### DATA
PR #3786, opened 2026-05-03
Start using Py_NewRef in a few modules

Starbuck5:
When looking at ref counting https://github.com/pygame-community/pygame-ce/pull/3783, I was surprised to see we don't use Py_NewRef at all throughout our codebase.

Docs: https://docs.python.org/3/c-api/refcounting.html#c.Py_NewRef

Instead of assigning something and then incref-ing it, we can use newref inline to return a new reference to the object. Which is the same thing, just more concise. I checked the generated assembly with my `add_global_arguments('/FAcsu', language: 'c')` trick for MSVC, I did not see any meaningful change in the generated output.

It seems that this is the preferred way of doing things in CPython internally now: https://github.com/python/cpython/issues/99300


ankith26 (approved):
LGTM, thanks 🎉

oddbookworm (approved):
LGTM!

### INSTRUCTIONS TO FOLLOW
What is needed is a word-for-word copy of the material above.

### RESPONSE TO THIS EXERCISE
PR #3786, opened 2026-05-03
Start using Py_NewRef in a few modules

Starbuck5:
When looking at ref counting https://github.com/pygame-community/pygame-ce/pull/3783, I was surprised to see we don't use Py_NewRef at all throughout our codebase.

Docs: https://docs.python.org/3/c-api/refcounting.html#c.Py_NewRef

Instead of assigning something and then incref-ing it, we can use newref inline to return a new reference to the object. Which is the same thing, just more concise. I checked the generated assembly with my `add_global_arguments('/FAcsu', language: 'c')` trick for MSVC, I did not see any meaningful change in the generated output.

It seems that this is the preferred way of doing things in CPython internally now: https://github.com/python/cpython/issues/99300


ankith26 (approved):
LGTM, thanks 🎉

oddbookworm (approved):
LGTM!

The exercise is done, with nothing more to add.